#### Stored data
PR #702, opened 2025-08-22
[REBASE&FF] Always produce UefiDecompress protocol / section extractor

Javagedes:
## Description

This PR converts the `SectionExtractor` trait to be consumed as a service rather than as a special method in the Core. This makes the section extractor optional, so a core section extractor implementation is now provided which always provide Tiano / UEFI decompression functionality. Registering a `SectionExtractor` implementation will add additional capabilities to the core section extractor.

In addition to this, the EfiDecompress protocol is now always produced by the core, in compliance with the SCTs

- [ ] Impacts functionality?
- [ ] Impacts security?
- [x] Breaking change?
- [ ] Includes tests?
- [x] Includes documentation?

## How This Was Tested

Continued boot with Q35

## Integration Instructions

1. `patina_section_extractor::NullSectionExtractor` has been removed, as it is the same as not registering the service.

2. platforms must now register their section extractor with `.with_service(<extractor>)` or `.with_component(<comp_to_produce_service>)` instead of relying on the default implementation when initializing the core. If a platform is using `.with_section_extractor(...)`, it must be removed. If they are using `.with_section_extractor(...)` with a section extractor from `patina_section_extractor`, then they can simply move it after the `init_memory` method and update it to `.with_service(...)`

```rust
// Old
Core::default()
  .with_section_extractor(patina_section_extactor::CompositeSectionExtractor::default())
  .init_memory(physical_hob_list)
  .start()
```

```rust
// New
Core::default()
  .init_memory(physical_hob_list)
  .with_service(patina_section_extractor::CompositeSectionExtractor::default())
  .start()
```

### DIFF
--- a/docs/src/SUMMARY.md
+++ b/docs/src/SUMMARY.md
@@ -34,9 +34,9 @@
 
 - [Patina DXE Core Requirements](integrate/patina_dxe_core_requirements.md)
 - [Setting up the Patina DXE Core](integrate/dxe_core.md)
-- [Integrating an Externally Compiled EFI Binary to the Platform](integrate/platform_external.md)
 - [Compiling External to the Platform](integrate/compile_external.md)
-- [Compiling Local to the Platform (Deprecated)](integrate/platform_local.md)
+- [Compiling Local to the Platform (Deprecated)](integrate/compile_local.md)
+- [Integrating an Externally Compiled EFI Binary to the Platform](integrate/platform_external.md)
 
 # Patina Component Model
 
--- a/docs/src/integrate/dxe_core.md
+++ b/docs/src/integrate/dxe_core.md
@@ -101,9 +101,9 @@ not meant to be exhaustive, but rather a starting example for showing how to set
 `SectionExtractor` is an abstraction point that allows a platform to specify the specific section extraction methods it
 supports. As an example, a platform may only compress its sections with brotli, so it only needs to support brotli
 extractions. A platform may create their own extractor; it only needs to implement the
-[SectionExtractor](https://github.com/microsoft/mu_rust_pi/blob/c8dd7f990d87746cfae9a5e821ad69501c46f346/src/fw_fs.rs#L77)
-trait. However, multiple implementations are provided via [patina_ffs_extractors](https://github.com/OpenDevicePartnership/patina/tree/main/core/patina_ffs_extractors),
-such as brotli, crc32, uefi_decompress, etc.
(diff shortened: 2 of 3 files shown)


patina_dxe_core/src/fv.rs
```diff
@@ -45,7 +45,7 @@ enum PrivateDataItem {
 
 struct PrivateGlobalData {
     fv_information: BTreeMap<*mut c_void, PrivateDataItem>,
-    section_extractor: Option<Box<dyn SectionExtractor>>,
+    section_extractor: Option<Service<dyn SectionExtractor>>,
```
os-d: I'm a bit concerned about having the core rely on functionality from a component: that was one of the major design decisions we said we didn't want from edk2 and have done some large changes to make that the case.

Now, maybe I'm misunderstanding the component/service part here. In some places this is referred to as a component, in some places as a service. If this is code that lives in the core and just produces a service, that is great and makes a lot of sense to me, like in the memory code. But is this actually running as a component?

Javagedes: I can see the confusion because of the naming, and I agree it needs some re-wording. I originally updated each of the section extractors to be components where only thing the component did was register itself as a service. In my head, I thought that was dumb. Therefore, I exposed a `with_service` function from the core where a platform can directly register a service during initialization, instead of dispatching a component to do it for you.

With that said, this is purely a service providing optional extra Section Extraction functionality. The core, before dispatching, checks to see if the platform has custom section extraction functionality; if it does, it will use it (so think our NULL libs to attach extra supported decompression algorithms in the core).

In a following update (assuming we don't nix this implementation), This is further shown because the `section_extractor` variable gets updated to be a `CoreExtractor` where the uefi/tiano decompress is always present, and the platform can elect to attach additional decompression support.

patina_dxe_core/src/lib.rs
```diff
@@ -281,25 +246,28 @@ where
...
-{
+impl Core<Alloc> {
     /// Registers a component with the core, that will be dispatched during the driver execution phase.
     #[inline(always)]
     pub fn with_component<I>(mut self, component: impl IntoComponent<I>) -> Self {
         self.insert_component(self.components.len(), component.into_component());
         self
     }
 
+    /// Registers a service with the core, that will be available to all monolithic components.
```
makubacki: If `with_service` is kept, can you please update the component documentation to state the design rationale and guidelines for when it should be used?

Javagedes: See #703 🙂

Javagedes:
Putting this on hold to wait for #706 to complete.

#### EXERCISE
Restate the data above in full, keeping every word as it is.

#### RESPONSE BOX
PR #702, opened 2025-08-22
[REBASE&FF] Always produce UefiDecompress protocol / section extractor

Javagedes:
## Description

This PR converts the `SectionExtractor` trait to be consumed as a service rather than as a special method in the Core. This makes the section extractor optional, so a core section extractor implementation is now provided which always provide Tiano / UEFI decompression functionality. Registering a `SectionExtractor` implementation will add additional capabilities to the core section extractor.

In addition to this, the EfiDecompress protocol is now always produced by the core, in compliance with the SCTs

- [ ] Impacts functionality?
- [ ] Impacts security?
- [x] Breaking change?
- [ ] Includes tests?
- [x] Includes documentation?

## How This Was Tested

Continued boot with Q35

## Integration Instructions

1. `patina_section_extractor::NullSectionExtractor` has been removed, as it is the same as not registering the service.

2. platforms must now register their section extractor with `.with_service(<extractor>)` or `.with_component(<comp_to_produce_service>)` instead of relying on the default implementation when initializing the core. If a platform is using `.with_section_extractor(...)`, it must be removed. If they are using `.with_section_extractor(...)` with a section extractor from `patina_section_extractor`, then they can simply move it after the `init_memory` method and update it to `.with_service(...)`

```rust
// Old
Core::default()
  .with_section_extractor(patina_section_extactor::CompositeSectionExtractor::default())
  .init_memory(physical_hob_list)
  .start()
```

```rust
// New
Core::default()
  .init_memory(physical_hob_list)
  .with_service(patina_section_extractor::CompositeSectionExtractor::default())
  .start()
```

### DIFF
--- a/docs/src/SUMMARY.md
+++ b/docs/src/SUMMARY.md
@@ -34,9 +34,9 @@
 
 - [Patina DXE Core Requirements](integrate/patina_dxe_core_requirements.md)
 - [Setting up the Patina DXE Core](integrate/dxe_core.md)
-- [Integrating an Externally Compiled EFI Binary to the Platform](integrate/platform_external.md)
 - [Compiling External to the Platform](integrate/compile_external.md)
-- [Compiling Local to the Platform (Deprecated)](integrate/platform_local.md)
+- [Compiling Local to the Platform (Deprecated)](integrate/compile_local.md)
+- [Integrating an Externally Compiled EFI Binary to the Platform](integrate/platform_external.md)
 
 # Patina Component Model
 
--- a/docs/src/integrate/dxe_core.md
+++ b/docs/src/integrate/dxe_core.md
@@ -101,9 +101,9 @@ not meant to be exhaustive, but rather a starting example for showing how to set
 `SectionExtractor` is an abstraction point that allows a platform to specify the specific section extraction methods it
 supports. As an example, a platform may only compress its sections with brotli, so it only needs to support brotli
 extractions. A platform may create their own extractor; it only needs to implement the
-[SectionExtractor](https://github.com/microsoft/mu_rust_pi/blob/c8dd7f990d87746cfae9a5e821ad69501c46f346/src/fw_fs.rs#L77)
-trait. However, multiple implementations are provided via [patina_ffs_extractors](https://github.com/OpenDevicePartnership/patina/tree/main/core/patina_ffs_extractors),
-such as brotli, crc32, uefi_decompress, etc.
(diff shortened: 2 of 3 files shown)


patina_dxe_core/src/fv.rs
```diff
@@ -45,7 +45,7 @@ enum PrivateDataItem {
 
 struct PrivateGlobalData {
     fv_information: BTreeMap<*mut c_void, PrivateDataItem>,
-    section_extractor: Option<Box<dyn SectionExtractor>>,
+    section_extractor: Option<Service<dyn SectionExtractor>>,
```
os-d: I'm a bit concerned about having the core rely on functionality from a component: that was one of the major design decisions we said we didn't want from edk2 and have done some large changes to make that the case.

Now, maybe I'm misunderstanding the component/service part here. In some places this is referred to as a component, in some places as a service. If this is code that lives in the core and just produces a service, that is great and makes a lot of sense to me, like in the memory code. But is this actually running as a component?

Javagedes: I can see the confusion because of the naming, and I agree it needs some re-wording. I originally updated each of the section extractors to be components where only thing the component did was register itself as a service. In my head, I thought that was dumb. Therefore, I exposed a `with_service` function from the core where a platform can directly register a service during initialization, instead of dispatching a component to do it for you.

With that said, this is purely a service providing optional extra Section Extraction functionality. The core, before dispatching, checks to see if the platform has custom section extraction functionality; if it does, it will use it (so think our NULL libs to attach extra supported decompression algorithms in the core).

In a following update (assuming we don't nix this implementation), This is further shown because the `section_extractor` variable gets updated to be a `CoreExtractor` where the uefi/tiano decompress is always present, and the platform can elect to attach additional decompression support.

patina_dxe_core/src/lib.rs
```diff
@@ -281,25 +246,28 @@ where
...
-{
+impl Core<Alloc> {
     /// Registers a component with the core, that will be dispatched during the driver execution phase.
     #[inline(always)]
     pub fn with_component<I>(mut self, component: impl IntoComponent<I>) -> Self {
         self.insert_component(self.components.len(), component.into_component());
         self
     }
 
+    /// Registers a service with the core, that will be available to all monolithic components.
```
makubacki: If `with_service` is kept, can you please update the component documentation to state the design rationale and guidelines for when it should be used?

Javagedes: See #703 🙂

Javagedes:
Putting this on hold to wait for #706 to complete.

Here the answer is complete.